New techniques of spamming…新技术的垃圾邮件…
For quite sometime naive bayesian classifier based SPAMBayes filtered my emails very accurately with very few false positives.在相当一段时间的朴素贝叶斯分类基于spambayes过滤我的电子邮件非常准确,很少假阳性。
Recently however I have noticed few trends in spamming which are alarming in nature.最近,但我注意到数的趋势,垃圾邮件这是令人震惊的性质。
- Database poisoning: Using otherwise innocuous words (ham words) in a SPAM, thereby effectively poisoning the database in the long run数据库中毒:使用无害的,否则的话(火腿字)在一个垃圾邮件,从而有效地中毒数据库,在长远而言
- Junk Tags: Hiding spam words by inserting invalid HTML tags in between words.垃圾标签:隐藏垃圾邮件的话,插入无效的HTML标记,在字与字之间。 Any HTML parser ignores tags it doesn’t understand, thereby resulting in properly viewable document任何HTML解析器忽略了标记,它不明白,因而在适当的检视文件
- Invalid Words: Spam word like mortgage etc. are masked by inserting special characters or junk characters in between.无效的话:垃圾邮件字一样,按揭等都是蒙面插入特殊字符或垃圾的人物之间。
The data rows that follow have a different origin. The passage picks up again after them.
PR #239, opened 2026-03-19
perf(ui): split right panel and secondary viewer chunks

pascalandr:
## Summary
- split the right panel, picker, and tool call secondary viewers into smaller deferred chunks
- release hidden right-panel file buffers and stop tracking static tool-call scrollers when they are not needed
- keep this branch focused on the remaining secondary viewer chunking work now that the Monaco-specific chunking moved into PR 215

## Testing


pascalandr:
I reshuffled this branch a bit.

The Monaco-specific chunking now lives in PR 215, since it directly completes the lazy markdown and diff story there. This PR now only keeps the remaining right panel, picker, and tool-call secondary chunking work on top of dev.

pascalandr:
conflicts resolved

PR #240, opened 2026-03-20
fix(tauri): force Windows process tree shutdown

pascalandr:
## Summary
- force the Windows CLI process tree shutdown path during normal app close
- avoid leaving child server processes alive when the direct wrapper process exits first
- keep the change limited to the Windows shutdown path in cli_manager

## Testing
- cargo check --manifest-path packages/tauri-app/src-tauri/Cargo.toml


pascalandr:
this is broken again, the final fix wasn't robust enough, it doesn't close processes anymore at all ... so this is the third time I have to work on this....

PR #247, opened 2026-03-25
PR: Extend delete overlays and clean companion parts during tool deletion

### LINKED ISSUE #246: Bug / UX Issue: Incomplete deletion when removing tool calls from the timeline
# Bug / UX Issue: Incomplete deletion when removing tool calls from the timeline

## Problem
When users select specific tool calls from the timeline for bulk deletion (instead of selecting an entire message), the deletion process only removes the tool call parts. The associated "reasoning" block (thinking tokens) and "text" parts generated based on that tool output are left behind. 

Additionally, the red pre-deletion overlay only highlights the tool call cards. It does not visually indicate that any other associated components (like the message header, reasoning, or text) are part of the context being managed.

## Impact
- **Orphaned Content:** Deleting a tool call leaves behind an incomplete message structure—an assistant response with "thinking" and "text" but no underlying tool call output.
- **Misleading Visuals:** The UI fails to clearly communicate what parts of the message belong to the selected tool calls, making the delete action feel unpredictable and preventing users from cleaning up their conversation history accurately.

## Expected Behavior
1. **Aggressive Companion-Part Deletion:** When tool parts of a message are selected for deletion, the deletion action should also automatically remove the corresponding `step-finish`, `reasoning`, and `text` parts associated with that message. The chat history should be cleanly purged of all content tied to those tools.
2. **Extended Delete Overlays:** When a user selects tool calls for deletion, the red destructive overlay should extend to the message headers, reasoning cards (thinking tokens), and text parts to accurately reflect the scope of what will be removed.

VooDisss:
# PR: Extend delete overlays and clean companion parts during tool deletion
Fixes: #246 
## Purpose
This PR addresses incomplete deletions when users bulk-delete specific tool calls from the timeline. Previously, deleting a tool part left behind orphaned reasoning logs (thinking tokens) and generated text parts, and the destructive hover overlay only highlighted the tool cards themselves.

This update ensures that deleting tool parts cleans up the entire associated response context (`step-finish`, `reasoning`, and `text` parts) from that message. It also extends the red delete overlay to message headers, reasoning cards, and text parts to accurately reflect the scope of deletion to the user.

### `packages/ui/src/components/message-block.tsx`
- Threaded the `selectedToolPartKeys` prop through `MessageContentItem`, `MessageBlock`, and `ReasoningCard`.
- Updated `ReasoningCard`'s `isSelectedForDeletion` logic to check both `selectedMessageIds` (whole message) and `selectedToolPartKeys` (tool-part selection via a `messageId:` prefix match).
- Moved the block-level selection highlight out of `isDeleteMessageHovered` to be handled at the part level via `data-delete-part-hover` attributes avoiding double overlays.
- Added `data-delete-part-hover` to the `ReasoningCard`'s root `div`.

### `packages/ui/src/components/message-item.tsx`
- Added the `selectedToolPartKeys` prop to `MessageItemProps`.
- Expanded `isSelectedForDeletion` using the same prefix-match pattern to detect tool-part selections.
- The `<header>` element now includes a `delete-hover-scope` class and `data-delete-part-hover` attribute to trigger the overlay at the header level.
- Each `.message-part-shell` rendering text content now includes `data-part-type` and `data-delete-part-hover` for per-part overlay highlighting.

### `packages/ui/src/components/message-section.tsx`
- Updated the `deleteSelectedMessages` bulk action. It now additionally collects and deletes `step-finish`, `reasoning`, and `text` parts when a message has its tool parts selected for deletion. This ensures no orphaned assistant content remains.
- Simplified the deletion guard condition from `selectedToolPartIds.size === 0 || stepFinishPartIds.length === 0` down to `selectedToolPartIds.size === 0`, ensuring reasoning/text parts evaluate correctly even if `step-finish` parts are absent.

### `packages/ui/src/styles/messaging/delete-overlays.css`
- Widened the part-level overlay inset from `-2px` to `-4px` for visual consistency with the message-level overlay.
- Added a new rule for `.message-reasoning-card[data-delete-part-hover]` using `inset: 0` for flush overlay rendering within reasoning card boundaries.


pascalandr:
Hi @VooDisss, is this PR still intended to address #246, or should we re-evaluate the current timeline deletion behavior from scratch?

VooDisss:
@pascalandr hi, yes

pascalandr:
@CodeNomadBot


check for regressions
Be the PR gatekeeper

pascalandr (changes requested):
Gatekeeper review of latest head `e99103f7` after the conflict resolution and step-scoped cleanup changes.

The step grouping itself is substantially safer than the previous implementation: unrelated steps are preserved, shared reasoning for partially selected parallel tools is retained, assistant text is intentionally preserved, and the overlays are derived from the same companion set as deletion. The focused helper tests, UI typecheck, and production build pass.

There is still one merge blocker in the destructive workflow.

## Blocking finding

**P1: a companion deletion failure after tool deletion leaves an unrecoverable partial state and can turn Retry into whole-message deletion.**

`packages/ui/src/components/message-section.tsx:666-677` deletes all selected tools first, then sends independent requests for their `reasoning` and `step-finish` companions. Every successful request immediately mutates the local store at `packages/ui/src/stores/session-actions.ts:434-446`.

If a companion request fails:

1. the tool has already been deleted;
2. the catch at `message-section.tsx:679-685` leaves delete mode and its timeline selection active;
3. companions are recomputed only from tool parts that still exist, so the orphaned reasoning/finish parts are no longer recoverable through this action;
4. timeline segment IDs are positional (`packages/ui/src/components/message-timeline.tsx:199-225`);
5. after the tool disappears, its old ID such as `messageId:0` can be reassigned to the preserved assistant text;
6. stale-selection pruning checks only whether that ID still exists (`message-section.tsx:1171-1177`), not whether it still identifies the same part/type;
7. the retained selection is then interpreted as a non-tool segment and promotes the message into `selectedForDeletion`.

A user pressing Delete again after the error can therefore delete the whole message, including the assistant text this PR explicitly preserves.

This is not fixed merely by catching the error. At minimum, make partial failure recoverable: process companions before their tools, keep selection keyed by stable message/part IDs rather than positional segment IDs during the operation, and clear/reconcile stale selection on failure. A backend batch/transaction would be preferable if available.

## Missing regression coverage

`packages/ui/src/components/tool-deletion-companions.test.ts` validates companion collection, but not the destructive orchestration. Add coverage where a tool deletion succeeds and a companion deletion fails, then assert that:

- preserved text is never promoted to whole-message deletion;
- the remaining operation can be retried safely;
- overlays and token estimates reconcile with the surviving parts.

## Validation

- Companion helper tests: passed, 4/4.
- Conflict-specific diff check: passed.
- PR is conflict-free and GitHub reports it mergeable.
- The GitHub build matrix is still partially pending at review time.

## Verdict

Request changes. The normal path is improved and the feature remains worthwhile, but a single failed companion request currently creates a destructive retry path that can remove preserved content or the entire message.

pascalandr (dismissed):
Gatekeeper re-review of head `042731ba`.

The partial-failure blocker from my previous review is resolved.

- The operation snapshots full-message, companion, and tool targets before mutation.
- Positional timeline selection is cleared before the first request, so a rebuilt segment ID cannot redirect a retry to preserved text or whole-message deletion.
- `reasoning` and `step-finish` companions are deleted before their tools. A companion failure therefore leaves the selected tools intact.
- Any failure requires a fresh selection, producing a new plan from stable message/part IDs.
- Full-message deletions remain newest-first, and part targets belonging to fully selected messages are excluded.

Regression coverage now verifies:

- selection is cleared before mutation;
- companions execute before tools;
- a companion failure prevents tool deletion;
- a message deletion failure does not continue into part deletion.

Validation:

- focused tests: passed, 7/7;
- UI typecheck: passed;
- UI production build: passed;
- `git diff --check`: passed;
- independent re-review found no remaining blocker;
- GitHub reports the PR conflict-free and mergeable; the refreshed CI run is still pending.

Approved from the gatekeeper perspective, subject to the required CI checks completing successfully.

pascalandr (approved):
Thanks @VooDisss, sorry for my mixup while reviewing, you PR as you said make perfect sens and is super usefull !!!

PR #257, opened 2026-03-29
fix(tauri): sync native app version with package releases

pascalandr:
## Summary
- sync the Tauri native version metadata from `packages/tauri-app/package.json` so release builds pick up workspace version bumps like `0.13.1`
- update the checked-in Tauri `Cargo.toml` and `tauri.conf.json` versions from `0.12.3` to `0.13.1`
- document the prebuild sync behavior in `BUILD.md`

## Testing
- `node packages/tauri-app/scripts/sync-tauri-version.js`

### DIFF
--- a/BUILD.md
+++ b/BUILD.md
@@ -252,7 +252,7 @@ A: Approximately 100-150 MB (includes Electron runtime).
 A: Not required, but recommended for public distribution to avoid security warnings.
 
 **Q: How do I update the version?**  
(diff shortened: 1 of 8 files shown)


shantur:
Thanks @pascalandr 

So I can understand, can you please explain what's the issue that's being solved here.

shantur:
@CodeNomadBot 

Suggest a simple patch that does the following

- As part of bumpVersion script, it should update all npm package versions for all packages
- packages/tauri-app package.json and Tauri app versions to be updated as part the bumpVersion script updating all the versions for tauri-app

Solutions I could think of:解决方案,我可以认为:
- Most of the database poisoning email tend to be classified in Not Sure category.大部分的数据库中毒的电子邮件,往往被归类在不能确定类别。 I suggest that you delete them instead of classifying them as spam.我建议你删除他们,而不是归类为垃圾邮件。 However it still requires that we spend some time for it which is what I don’t like.不过,我们仍然需要我们花一些时间,因为这是我不喜欢。
- Junk Tags: Add a filter in front of bayesian classifier to eliminate junk tags垃圾标签:添加过滤器在前面的贝叶斯分类,以消除垃圾标签
- Invalid Words: No-exact matching algorithms from Lucene etc. should help.无效的话:不完全匹配算法从Lucene的等,应有助。
I have recently noticed a significant increase in mortgage spams.我最近注意到一个显着增加,在按揭垃圾邮件。 It should be easy to tackle them by legal means.它应该可以很容易地解决这些问题通过法律手段。
Overall the game is becoming tougher for spam prevention.整体游戏正在成为更严厉的垃圾邮件预防。 A combination of existing techniques are required for any spam filters to remain effective.结合现有的技术所需要的任何垃圾邮件过滤器,以维持有效的。
Looking forward to hear your thoughts.期待着听到您的想法。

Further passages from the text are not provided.